§ **What is expected**
What is the number of lines in the records that contain "command"? Give only that number.

(Input records)

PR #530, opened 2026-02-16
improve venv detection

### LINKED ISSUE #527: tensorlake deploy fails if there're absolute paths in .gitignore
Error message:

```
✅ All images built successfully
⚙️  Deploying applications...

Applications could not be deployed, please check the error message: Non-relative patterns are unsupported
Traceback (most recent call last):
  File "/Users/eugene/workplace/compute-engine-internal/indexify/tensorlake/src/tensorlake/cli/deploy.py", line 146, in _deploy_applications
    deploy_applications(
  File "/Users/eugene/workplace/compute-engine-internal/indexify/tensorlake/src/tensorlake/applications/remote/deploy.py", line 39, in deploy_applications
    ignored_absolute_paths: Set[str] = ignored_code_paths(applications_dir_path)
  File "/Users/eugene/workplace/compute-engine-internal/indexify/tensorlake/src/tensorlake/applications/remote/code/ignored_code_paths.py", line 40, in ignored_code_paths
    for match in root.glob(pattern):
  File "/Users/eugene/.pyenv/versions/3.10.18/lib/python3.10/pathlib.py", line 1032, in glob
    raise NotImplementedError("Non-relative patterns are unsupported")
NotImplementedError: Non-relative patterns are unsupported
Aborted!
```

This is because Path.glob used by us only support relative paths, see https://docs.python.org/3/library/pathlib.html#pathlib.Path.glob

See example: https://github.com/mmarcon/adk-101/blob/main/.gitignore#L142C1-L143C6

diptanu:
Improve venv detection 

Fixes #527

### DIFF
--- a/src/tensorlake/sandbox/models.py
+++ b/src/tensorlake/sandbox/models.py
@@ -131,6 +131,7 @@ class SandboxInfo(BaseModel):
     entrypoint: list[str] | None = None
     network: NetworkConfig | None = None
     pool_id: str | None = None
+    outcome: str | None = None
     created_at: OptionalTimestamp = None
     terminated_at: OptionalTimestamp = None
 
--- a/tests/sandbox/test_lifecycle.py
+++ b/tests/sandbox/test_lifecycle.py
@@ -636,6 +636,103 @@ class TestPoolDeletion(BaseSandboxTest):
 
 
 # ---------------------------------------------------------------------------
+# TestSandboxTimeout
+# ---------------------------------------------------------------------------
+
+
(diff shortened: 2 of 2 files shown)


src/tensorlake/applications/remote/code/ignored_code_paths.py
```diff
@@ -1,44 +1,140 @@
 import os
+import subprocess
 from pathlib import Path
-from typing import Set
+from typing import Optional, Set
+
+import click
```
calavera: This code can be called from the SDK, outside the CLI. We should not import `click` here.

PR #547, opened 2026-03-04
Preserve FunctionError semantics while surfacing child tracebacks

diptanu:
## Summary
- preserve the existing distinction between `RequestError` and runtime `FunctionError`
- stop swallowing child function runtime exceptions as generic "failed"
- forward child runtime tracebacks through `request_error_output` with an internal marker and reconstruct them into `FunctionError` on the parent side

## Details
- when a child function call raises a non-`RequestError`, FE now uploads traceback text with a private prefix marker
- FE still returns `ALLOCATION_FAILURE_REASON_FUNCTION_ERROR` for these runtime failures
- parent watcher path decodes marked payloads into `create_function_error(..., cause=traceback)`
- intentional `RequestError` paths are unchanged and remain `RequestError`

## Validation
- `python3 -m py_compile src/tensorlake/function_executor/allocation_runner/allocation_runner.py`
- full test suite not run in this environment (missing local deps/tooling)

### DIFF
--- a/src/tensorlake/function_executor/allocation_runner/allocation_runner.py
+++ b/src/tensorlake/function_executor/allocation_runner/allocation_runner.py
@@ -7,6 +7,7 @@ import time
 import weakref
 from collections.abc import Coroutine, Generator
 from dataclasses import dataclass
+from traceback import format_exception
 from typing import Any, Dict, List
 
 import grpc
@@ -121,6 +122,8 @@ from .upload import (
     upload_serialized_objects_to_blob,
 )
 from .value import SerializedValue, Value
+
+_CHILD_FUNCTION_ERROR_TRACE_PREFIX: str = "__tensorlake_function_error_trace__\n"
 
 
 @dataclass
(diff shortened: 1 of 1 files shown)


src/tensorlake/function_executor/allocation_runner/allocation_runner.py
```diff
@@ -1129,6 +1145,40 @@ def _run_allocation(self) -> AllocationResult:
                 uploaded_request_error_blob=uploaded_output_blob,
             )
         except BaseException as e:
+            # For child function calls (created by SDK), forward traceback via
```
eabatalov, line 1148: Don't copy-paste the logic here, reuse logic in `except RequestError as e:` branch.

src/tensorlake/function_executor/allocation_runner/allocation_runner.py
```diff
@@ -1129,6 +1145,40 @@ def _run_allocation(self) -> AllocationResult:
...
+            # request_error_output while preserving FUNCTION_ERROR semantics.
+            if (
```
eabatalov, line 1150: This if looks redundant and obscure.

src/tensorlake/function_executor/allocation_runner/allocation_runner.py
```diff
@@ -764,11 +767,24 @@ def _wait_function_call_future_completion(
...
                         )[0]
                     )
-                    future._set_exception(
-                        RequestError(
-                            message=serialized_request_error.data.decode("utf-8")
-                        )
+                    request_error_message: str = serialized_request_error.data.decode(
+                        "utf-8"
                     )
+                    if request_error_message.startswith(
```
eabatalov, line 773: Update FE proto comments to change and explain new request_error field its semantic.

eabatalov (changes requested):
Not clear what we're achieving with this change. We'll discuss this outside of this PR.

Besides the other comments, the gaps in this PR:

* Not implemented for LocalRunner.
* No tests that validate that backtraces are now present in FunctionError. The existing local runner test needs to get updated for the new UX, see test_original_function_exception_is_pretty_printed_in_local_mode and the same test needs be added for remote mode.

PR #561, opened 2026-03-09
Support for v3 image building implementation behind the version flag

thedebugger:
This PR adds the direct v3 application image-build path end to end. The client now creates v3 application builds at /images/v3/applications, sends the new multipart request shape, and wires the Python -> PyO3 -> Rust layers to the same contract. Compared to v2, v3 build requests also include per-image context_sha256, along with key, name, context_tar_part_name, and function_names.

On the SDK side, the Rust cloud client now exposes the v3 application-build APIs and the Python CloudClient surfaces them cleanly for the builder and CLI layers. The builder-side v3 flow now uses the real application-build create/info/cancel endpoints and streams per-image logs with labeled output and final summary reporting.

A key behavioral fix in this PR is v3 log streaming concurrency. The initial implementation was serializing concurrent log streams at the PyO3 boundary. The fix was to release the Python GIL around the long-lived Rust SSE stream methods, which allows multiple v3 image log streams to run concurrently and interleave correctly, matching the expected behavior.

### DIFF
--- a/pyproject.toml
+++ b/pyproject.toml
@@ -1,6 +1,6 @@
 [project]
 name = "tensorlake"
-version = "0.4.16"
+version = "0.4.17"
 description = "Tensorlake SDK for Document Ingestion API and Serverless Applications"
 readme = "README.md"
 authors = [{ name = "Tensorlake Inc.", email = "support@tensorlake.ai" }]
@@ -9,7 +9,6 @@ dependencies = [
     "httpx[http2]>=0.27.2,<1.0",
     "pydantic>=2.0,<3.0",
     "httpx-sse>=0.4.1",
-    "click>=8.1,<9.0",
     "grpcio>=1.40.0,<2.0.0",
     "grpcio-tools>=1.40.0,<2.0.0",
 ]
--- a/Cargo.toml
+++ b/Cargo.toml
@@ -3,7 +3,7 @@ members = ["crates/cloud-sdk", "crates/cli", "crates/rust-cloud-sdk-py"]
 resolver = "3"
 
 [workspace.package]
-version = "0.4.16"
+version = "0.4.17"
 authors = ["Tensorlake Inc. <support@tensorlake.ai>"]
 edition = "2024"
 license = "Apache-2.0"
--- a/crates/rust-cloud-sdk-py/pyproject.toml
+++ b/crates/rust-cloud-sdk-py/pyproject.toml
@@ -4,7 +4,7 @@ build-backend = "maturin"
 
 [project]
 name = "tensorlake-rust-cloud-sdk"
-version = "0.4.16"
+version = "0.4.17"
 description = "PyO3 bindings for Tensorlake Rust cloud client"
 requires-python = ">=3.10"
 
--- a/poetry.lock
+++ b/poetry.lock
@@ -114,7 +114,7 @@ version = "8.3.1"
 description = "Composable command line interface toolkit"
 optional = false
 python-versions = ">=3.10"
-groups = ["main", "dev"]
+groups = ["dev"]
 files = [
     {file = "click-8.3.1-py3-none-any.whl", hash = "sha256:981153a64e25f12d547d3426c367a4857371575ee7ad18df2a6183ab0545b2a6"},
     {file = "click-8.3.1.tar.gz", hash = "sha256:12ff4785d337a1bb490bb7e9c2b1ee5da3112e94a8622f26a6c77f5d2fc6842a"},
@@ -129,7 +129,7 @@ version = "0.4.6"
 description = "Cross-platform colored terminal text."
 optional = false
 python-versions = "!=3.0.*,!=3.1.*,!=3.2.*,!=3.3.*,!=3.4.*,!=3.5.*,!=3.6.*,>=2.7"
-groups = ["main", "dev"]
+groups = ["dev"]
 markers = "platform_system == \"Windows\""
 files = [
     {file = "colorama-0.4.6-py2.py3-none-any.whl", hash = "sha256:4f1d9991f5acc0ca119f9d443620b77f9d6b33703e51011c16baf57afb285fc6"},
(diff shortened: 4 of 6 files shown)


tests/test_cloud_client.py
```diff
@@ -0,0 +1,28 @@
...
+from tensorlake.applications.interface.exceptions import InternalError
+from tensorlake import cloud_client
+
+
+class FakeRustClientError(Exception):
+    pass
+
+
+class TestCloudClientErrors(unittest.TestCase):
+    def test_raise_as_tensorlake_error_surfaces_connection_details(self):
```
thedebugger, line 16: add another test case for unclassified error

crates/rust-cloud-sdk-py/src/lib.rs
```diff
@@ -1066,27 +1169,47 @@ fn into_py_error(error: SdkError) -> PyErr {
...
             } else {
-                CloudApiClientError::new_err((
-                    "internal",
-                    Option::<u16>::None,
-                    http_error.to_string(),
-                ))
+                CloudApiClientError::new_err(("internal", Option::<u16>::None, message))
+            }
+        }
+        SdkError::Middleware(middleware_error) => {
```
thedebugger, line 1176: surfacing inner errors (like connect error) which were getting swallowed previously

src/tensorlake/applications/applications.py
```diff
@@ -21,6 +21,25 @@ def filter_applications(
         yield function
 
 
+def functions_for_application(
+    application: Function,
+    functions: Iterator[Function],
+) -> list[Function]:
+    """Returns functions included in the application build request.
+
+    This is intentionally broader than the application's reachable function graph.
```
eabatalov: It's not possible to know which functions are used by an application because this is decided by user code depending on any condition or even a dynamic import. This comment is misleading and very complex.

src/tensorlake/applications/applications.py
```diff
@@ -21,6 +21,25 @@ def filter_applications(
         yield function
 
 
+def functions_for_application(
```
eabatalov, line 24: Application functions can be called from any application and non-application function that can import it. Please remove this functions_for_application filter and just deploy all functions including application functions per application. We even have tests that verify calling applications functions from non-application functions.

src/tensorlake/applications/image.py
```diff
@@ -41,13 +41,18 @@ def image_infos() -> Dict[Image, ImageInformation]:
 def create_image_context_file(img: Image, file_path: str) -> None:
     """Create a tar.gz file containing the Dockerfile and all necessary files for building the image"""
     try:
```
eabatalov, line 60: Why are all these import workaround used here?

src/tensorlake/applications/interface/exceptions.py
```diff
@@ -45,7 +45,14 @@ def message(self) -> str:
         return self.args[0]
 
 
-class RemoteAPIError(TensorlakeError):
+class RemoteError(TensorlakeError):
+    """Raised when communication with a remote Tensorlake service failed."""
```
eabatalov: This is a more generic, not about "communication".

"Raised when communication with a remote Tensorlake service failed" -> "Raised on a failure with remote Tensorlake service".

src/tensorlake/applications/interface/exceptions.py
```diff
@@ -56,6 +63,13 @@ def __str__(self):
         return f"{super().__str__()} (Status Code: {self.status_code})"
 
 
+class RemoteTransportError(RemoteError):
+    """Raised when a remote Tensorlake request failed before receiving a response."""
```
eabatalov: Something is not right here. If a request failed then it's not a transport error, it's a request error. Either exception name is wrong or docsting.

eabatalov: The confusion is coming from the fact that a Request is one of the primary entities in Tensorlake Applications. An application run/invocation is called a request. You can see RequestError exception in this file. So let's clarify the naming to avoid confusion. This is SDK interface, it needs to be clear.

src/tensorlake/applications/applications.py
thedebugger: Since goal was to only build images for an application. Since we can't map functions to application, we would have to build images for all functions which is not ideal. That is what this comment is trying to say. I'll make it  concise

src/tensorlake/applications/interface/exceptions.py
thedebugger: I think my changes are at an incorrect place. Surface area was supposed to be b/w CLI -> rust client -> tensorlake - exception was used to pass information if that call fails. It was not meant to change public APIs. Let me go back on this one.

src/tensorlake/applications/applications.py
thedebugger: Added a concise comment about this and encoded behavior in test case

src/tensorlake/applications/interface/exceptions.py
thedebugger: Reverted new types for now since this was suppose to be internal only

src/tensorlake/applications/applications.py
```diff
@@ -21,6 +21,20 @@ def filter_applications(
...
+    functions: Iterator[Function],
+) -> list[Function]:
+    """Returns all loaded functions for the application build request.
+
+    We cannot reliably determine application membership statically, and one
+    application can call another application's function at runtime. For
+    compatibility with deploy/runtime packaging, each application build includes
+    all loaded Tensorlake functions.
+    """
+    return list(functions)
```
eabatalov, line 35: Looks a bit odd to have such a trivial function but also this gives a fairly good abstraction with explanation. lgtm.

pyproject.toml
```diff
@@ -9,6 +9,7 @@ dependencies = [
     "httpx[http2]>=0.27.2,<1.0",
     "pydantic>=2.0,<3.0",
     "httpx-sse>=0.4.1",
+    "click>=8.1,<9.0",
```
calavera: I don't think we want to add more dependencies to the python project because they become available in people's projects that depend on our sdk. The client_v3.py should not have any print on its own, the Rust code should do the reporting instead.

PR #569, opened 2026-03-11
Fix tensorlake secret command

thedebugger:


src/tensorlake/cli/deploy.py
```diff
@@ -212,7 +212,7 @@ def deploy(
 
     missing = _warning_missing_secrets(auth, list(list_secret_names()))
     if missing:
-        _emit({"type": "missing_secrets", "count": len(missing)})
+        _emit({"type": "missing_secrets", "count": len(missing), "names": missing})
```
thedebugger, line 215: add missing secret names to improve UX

(End Input records)

§ **Reply**
2